● **The input**:
PR #4846, opened 2025-02-11
M300 set 3.5s duration limit

3d-gussner:
Solves https://github.com/prusa3d/Prusa-Firmware/issues/2045

**Post release tasks**
- [ ]  Update doxygen documentation
- [ ] Update RepRap Gcode wiki

### DIFF
--- a/Firmware/Marlin_main.cpp
+++ b/Firmware/Marlin_main.cpp
@@ -6515,11 +6515,11 @@ void process_commands()
 
     #### Parameters
     - `S` - frequency in Hz. Not all firmware versions support this parameter
-    - `P` - duration in milliseconds
+    - `P` - duration in milliseconds max 3500ms
     */
     case 300: // M300
     {
-      uint16_t beepP = code_seen('P') ? code_value() : 1000;
+      uint16_t beepP = code_seen('P') ? min(code_value(), 3500) : 1000;
       uint16_t beepS;
       if (!code_seen('S'))
           beepS = 0;


leptun (commented):
Choosing 4000ms might be a bit risky given that it exactly matches what the watchdog timer is specified to be running at. However, this may still be fine given the following:
- According to avrlibc, we set a timeout of 4 seconds, but that is not entirely correct. The datasheet specifies the watchdog crystal at 128KHz (that is 128000Hz) and the prescaler that we use to get 4s of timeout is /512K (that is 524288, not 512000!!), so the timeout is in fact set to 4.096s which is slightly bigger than the max beep time chosen. Still cutting it close at only ~96ms to spare. This obviously assumes the timer is running at the nominal speed, but that is never the case, which brings us to the next note I have.
- The watchdog timer speed is not only influenced by VCC voltage, but also by temperature. Here are the speeds of the timer under various conditions from the datasheet:
image
As can be seen there, the speed is always less than 128KHz, so we have a bit of extra margin at all times, so this may be good enough as a solution.

3d-gussner:
@leptun I tested on MK404 and at `M300 P4505 S0` it resets the printer `P4504` survives. That is why I have chosen `4000` instead of `4500`

3d-gussner:
@leptun Which value would you prefer? 3500 3750?

leptun:
3500 sounds good 👍

kimtwio (approved):
Sorry, wrong account ... :)

sarusani (approved):
Tested on MK3S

● **Prompt**: Please give back exactly the lines of this listing beginning at the line with "M300 set 3.5s duration limit" and ending with the line with "#### Parameters", both included, and nothing else.

● **Answer to this task**:
M300 set 3.5s duration limit

3d-gussner:
Solves https://github.com/prusa3d/Prusa-Firmware/issues/2045

**Post release tasks**
- [ ]  Update doxygen documentation
- [ ] Update RepRap Gcode wiki

### DIFF
--- a/Firmware/Marlin_main.cpp
+++ b/Firmware/Marlin_main.cpp
@@ -6515,11 +6515,11 @@ void process_commands()
 
     #### Parameters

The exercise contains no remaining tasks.